* [Data under study]:
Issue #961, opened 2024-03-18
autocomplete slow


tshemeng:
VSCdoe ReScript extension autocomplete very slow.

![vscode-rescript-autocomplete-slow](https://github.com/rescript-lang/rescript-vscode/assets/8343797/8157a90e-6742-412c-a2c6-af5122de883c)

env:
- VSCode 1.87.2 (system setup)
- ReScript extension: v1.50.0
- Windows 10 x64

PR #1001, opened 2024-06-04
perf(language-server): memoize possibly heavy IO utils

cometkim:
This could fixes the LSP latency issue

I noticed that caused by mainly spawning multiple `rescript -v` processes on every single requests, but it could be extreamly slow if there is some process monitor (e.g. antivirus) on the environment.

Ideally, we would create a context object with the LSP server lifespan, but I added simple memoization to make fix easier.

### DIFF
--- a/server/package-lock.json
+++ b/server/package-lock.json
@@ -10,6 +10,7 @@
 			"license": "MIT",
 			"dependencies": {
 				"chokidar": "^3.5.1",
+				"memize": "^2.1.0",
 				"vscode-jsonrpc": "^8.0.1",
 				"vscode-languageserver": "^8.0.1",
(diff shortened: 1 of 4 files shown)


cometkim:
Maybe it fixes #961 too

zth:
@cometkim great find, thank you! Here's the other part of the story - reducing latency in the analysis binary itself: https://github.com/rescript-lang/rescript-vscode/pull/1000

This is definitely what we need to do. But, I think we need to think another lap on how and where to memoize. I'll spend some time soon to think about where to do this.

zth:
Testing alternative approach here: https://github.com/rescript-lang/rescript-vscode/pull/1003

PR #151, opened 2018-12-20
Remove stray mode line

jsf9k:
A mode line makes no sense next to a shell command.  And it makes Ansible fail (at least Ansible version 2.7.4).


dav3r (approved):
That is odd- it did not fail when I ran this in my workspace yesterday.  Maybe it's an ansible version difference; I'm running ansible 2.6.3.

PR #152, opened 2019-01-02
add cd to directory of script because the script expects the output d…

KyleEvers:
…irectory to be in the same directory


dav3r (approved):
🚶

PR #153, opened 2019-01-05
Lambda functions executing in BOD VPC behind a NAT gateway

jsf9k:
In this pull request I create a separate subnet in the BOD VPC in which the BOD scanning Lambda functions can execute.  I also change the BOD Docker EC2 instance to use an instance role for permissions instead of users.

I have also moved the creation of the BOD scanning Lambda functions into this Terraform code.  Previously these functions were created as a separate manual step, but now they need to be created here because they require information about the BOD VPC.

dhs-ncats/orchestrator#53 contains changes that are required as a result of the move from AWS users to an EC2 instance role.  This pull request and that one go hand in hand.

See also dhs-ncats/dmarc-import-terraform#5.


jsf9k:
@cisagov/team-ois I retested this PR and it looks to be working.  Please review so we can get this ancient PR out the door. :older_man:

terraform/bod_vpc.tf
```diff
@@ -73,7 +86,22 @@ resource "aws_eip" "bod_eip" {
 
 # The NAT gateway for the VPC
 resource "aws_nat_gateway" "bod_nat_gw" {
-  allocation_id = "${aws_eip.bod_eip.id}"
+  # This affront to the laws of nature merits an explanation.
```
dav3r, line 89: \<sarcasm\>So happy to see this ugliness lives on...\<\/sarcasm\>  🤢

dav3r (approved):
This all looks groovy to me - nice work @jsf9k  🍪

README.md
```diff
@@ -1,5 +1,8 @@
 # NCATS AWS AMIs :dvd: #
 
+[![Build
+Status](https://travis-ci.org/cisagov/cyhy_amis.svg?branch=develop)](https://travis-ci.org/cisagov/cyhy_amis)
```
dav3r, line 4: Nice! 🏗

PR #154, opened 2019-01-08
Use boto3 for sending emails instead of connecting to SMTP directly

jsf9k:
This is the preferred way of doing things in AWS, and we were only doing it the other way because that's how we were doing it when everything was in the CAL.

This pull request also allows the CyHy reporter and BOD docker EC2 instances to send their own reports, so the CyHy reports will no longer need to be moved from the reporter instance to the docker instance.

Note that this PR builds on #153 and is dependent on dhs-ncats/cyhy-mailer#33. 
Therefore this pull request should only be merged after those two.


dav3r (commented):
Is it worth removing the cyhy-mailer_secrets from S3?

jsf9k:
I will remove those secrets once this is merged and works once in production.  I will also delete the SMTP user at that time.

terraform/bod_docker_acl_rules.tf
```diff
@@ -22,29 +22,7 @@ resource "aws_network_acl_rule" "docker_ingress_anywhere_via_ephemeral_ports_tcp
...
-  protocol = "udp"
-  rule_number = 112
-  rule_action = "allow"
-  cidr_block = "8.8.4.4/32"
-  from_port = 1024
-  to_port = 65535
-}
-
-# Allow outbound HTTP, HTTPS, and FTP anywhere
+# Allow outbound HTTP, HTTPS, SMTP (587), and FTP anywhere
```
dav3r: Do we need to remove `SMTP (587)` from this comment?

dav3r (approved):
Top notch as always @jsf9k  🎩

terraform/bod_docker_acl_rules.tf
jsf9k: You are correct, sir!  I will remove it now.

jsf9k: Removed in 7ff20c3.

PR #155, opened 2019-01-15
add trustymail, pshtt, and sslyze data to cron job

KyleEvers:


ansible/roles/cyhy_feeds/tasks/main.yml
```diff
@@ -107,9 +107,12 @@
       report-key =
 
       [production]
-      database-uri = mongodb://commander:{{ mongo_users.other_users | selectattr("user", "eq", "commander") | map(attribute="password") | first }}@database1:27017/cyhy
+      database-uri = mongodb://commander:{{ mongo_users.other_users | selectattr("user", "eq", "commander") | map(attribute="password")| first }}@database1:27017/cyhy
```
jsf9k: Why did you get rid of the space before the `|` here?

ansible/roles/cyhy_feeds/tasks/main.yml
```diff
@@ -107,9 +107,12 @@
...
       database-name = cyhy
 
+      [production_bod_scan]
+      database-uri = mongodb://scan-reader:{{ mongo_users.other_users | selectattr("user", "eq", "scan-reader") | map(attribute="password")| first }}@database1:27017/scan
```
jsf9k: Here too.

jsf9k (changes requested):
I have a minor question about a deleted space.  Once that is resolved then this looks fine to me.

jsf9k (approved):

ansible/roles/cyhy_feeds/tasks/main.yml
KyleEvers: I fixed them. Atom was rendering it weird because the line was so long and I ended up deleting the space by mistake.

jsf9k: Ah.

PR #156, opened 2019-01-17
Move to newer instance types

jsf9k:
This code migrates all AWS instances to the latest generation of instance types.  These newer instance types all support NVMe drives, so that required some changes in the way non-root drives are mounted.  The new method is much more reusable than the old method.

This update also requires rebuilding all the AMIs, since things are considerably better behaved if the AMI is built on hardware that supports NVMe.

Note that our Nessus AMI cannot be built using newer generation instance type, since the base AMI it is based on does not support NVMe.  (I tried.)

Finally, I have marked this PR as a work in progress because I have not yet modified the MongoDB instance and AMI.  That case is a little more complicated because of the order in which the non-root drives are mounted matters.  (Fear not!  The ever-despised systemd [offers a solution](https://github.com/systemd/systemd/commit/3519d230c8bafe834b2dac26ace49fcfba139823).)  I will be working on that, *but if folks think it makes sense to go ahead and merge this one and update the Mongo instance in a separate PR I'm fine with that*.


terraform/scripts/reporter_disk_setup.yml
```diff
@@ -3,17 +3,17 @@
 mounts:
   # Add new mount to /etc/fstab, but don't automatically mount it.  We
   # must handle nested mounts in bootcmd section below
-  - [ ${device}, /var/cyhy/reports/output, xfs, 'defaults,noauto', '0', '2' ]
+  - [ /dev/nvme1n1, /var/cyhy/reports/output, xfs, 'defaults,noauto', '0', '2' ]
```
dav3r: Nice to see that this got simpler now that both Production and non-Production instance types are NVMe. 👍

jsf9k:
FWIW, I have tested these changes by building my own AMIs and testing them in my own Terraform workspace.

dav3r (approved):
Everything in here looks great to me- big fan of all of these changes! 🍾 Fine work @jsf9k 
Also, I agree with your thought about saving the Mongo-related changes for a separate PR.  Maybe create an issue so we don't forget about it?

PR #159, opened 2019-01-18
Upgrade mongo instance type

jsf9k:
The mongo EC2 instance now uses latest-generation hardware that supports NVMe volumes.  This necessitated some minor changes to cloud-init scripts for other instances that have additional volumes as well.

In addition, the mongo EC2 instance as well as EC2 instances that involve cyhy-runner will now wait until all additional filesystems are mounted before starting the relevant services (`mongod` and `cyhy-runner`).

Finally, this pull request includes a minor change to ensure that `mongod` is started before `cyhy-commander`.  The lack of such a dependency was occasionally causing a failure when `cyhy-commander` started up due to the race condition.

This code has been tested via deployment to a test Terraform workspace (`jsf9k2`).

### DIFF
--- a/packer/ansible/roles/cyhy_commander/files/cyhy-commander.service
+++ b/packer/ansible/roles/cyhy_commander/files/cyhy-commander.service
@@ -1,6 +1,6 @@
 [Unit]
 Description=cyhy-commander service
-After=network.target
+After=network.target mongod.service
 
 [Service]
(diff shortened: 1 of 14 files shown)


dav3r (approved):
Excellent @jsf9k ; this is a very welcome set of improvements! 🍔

---

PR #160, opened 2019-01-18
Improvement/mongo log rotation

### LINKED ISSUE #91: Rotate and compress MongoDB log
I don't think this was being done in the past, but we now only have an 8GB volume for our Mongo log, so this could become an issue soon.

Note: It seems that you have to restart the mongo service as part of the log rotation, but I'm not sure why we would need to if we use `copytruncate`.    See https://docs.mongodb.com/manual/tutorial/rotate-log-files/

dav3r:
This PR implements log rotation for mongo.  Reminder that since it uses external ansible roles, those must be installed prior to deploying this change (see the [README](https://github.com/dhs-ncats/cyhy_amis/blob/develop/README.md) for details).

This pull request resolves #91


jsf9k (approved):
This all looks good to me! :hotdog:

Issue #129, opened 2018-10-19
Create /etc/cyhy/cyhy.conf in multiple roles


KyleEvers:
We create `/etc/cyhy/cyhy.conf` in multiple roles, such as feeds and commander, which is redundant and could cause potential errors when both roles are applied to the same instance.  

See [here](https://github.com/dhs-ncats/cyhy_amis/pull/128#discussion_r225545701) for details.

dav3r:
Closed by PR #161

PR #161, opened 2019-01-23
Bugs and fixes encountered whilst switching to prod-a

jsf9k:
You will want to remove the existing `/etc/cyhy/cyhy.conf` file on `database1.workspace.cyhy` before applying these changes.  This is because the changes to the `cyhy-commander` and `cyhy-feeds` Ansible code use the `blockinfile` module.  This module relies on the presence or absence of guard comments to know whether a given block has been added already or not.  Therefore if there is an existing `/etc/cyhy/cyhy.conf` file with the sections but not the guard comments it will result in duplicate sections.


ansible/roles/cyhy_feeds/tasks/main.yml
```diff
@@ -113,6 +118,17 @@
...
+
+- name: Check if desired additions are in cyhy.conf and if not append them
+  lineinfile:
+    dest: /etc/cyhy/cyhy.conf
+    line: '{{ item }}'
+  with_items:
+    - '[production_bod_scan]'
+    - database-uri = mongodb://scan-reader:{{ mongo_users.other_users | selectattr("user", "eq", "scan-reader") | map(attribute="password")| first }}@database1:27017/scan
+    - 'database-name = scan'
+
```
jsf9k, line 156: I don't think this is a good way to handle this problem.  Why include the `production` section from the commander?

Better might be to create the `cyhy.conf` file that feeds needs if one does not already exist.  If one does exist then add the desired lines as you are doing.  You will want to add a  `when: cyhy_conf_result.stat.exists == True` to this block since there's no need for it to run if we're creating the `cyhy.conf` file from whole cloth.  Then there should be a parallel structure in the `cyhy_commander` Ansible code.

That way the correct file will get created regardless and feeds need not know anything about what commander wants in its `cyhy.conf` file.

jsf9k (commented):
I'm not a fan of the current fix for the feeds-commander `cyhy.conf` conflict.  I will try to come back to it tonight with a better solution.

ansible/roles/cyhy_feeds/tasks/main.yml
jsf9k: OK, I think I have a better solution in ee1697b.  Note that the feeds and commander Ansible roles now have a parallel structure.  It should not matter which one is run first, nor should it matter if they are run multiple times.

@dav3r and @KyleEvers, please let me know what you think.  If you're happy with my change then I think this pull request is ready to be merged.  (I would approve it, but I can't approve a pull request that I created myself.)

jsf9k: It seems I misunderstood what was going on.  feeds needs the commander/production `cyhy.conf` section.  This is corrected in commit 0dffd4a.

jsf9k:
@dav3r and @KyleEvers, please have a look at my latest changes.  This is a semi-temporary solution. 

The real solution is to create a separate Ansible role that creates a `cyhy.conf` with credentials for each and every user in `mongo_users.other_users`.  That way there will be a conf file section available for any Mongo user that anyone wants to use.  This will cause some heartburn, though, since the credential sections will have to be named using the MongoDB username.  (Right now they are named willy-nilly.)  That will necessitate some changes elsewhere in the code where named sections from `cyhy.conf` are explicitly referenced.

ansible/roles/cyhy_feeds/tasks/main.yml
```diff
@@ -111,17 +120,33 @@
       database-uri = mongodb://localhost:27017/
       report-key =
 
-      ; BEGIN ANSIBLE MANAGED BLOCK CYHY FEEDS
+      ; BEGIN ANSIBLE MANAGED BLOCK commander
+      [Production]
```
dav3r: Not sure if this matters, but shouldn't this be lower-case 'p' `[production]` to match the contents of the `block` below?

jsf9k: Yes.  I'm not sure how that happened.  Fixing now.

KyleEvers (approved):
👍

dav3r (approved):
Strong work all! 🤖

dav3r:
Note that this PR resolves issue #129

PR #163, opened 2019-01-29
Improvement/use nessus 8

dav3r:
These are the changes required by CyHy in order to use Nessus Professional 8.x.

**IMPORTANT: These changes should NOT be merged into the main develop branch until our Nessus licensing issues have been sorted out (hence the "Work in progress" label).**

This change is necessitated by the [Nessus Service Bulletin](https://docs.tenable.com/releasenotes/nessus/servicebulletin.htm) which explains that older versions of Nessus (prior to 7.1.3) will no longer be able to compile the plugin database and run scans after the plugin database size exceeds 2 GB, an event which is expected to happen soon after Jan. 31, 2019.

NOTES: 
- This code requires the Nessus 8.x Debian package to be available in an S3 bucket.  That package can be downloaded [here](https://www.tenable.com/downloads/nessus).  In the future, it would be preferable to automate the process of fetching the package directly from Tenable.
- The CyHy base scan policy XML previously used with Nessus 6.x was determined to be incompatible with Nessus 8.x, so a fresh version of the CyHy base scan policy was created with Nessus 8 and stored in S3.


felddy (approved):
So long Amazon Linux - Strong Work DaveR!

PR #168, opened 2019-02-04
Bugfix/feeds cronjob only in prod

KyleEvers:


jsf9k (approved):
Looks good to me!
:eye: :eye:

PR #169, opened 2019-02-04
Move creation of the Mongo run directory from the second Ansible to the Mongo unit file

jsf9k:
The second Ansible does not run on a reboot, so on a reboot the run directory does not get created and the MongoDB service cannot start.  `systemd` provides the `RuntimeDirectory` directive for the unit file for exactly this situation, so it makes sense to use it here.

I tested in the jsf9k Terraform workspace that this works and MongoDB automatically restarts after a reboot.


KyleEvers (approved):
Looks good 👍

* [Try it]: Only the lines above from the line with "Use boto3 for" to the line with "jsf9k: Why did", those two lines included, should be reproduced exactly.

* [Answer below]:
Use boto3 for sending emails instead of connecting to SMTP directly

jsf9k:
This is the preferred way of doing things in AWS, and we were only doing it the other way because that's how we were doing it when everything was in the CAL.

This pull request also allows the CyHy reporter and BOD docker EC2 instances to send their own reports, so the CyHy reports will no longer need to be moved from the reporter instance to the docker instance.

Note that this PR builds on #153 and is dependent on dhs-ncats/cyhy-mailer#33. 
Therefore this pull request should only be merged after those two.


dav3r (commented):
Is it worth removing the cyhy-mailer_secrets from S3?

jsf9k:
I will remove those secrets once this is merged and works once in production.  I will also delete the SMTP user at that time.

terraform/bod_docker_acl_rules.tf
```diff
@@ -22,29 +22,7 @@ resource "aws_network_acl_rule" "docker_ingress_anywhere_via_ephemeral_ports_tcp
...
-  protocol = "udp"
-  rule_number = 112
-  rule_action = "allow"
-  cidr_block = "8.8.4.4/32"
-  from_port = 1024
-  to_port = 65535
-}
-
-# Allow outbound HTTP, HTTPS, and FTP anywhere
+# Allow outbound HTTP, HTTPS, SMTP (587), and FTP anywhere
```
dav3r: Do we need to remove `SMTP (587)` from this comment?

dav3r (approved):
Top notch as always @jsf9k  🎩

terraform/bod_docker_acl_rules.tf
jsf9k: You are correct, sir!  I will remove it now.

jsf9k: Removed in 7ff20c3.

PR #155, opened 2019-01-15
add trustymail, pshtt, and sslyze data to cron job

KyleEvers:


ansible/roles/cyhy_feeds/tasks/main.yml
```diff
@@ -107,9 +107,12 @@
       report-key =
 
       [production]
-      database-uri = mongodb://commander:{{ mongo_users.other_users | selectattr("user", "eq", "commander") | map(attribute="password") | first }}@database1:27017/cyhy
+      database-uri = mongodb://commander:{{ mongo_users.other_users | selectattr("user", "eq", "commander") | map(attribute="password")| first }}@database1:27017/cyhy
```
jsf9k: Why did you get rid of the space before the `|` here?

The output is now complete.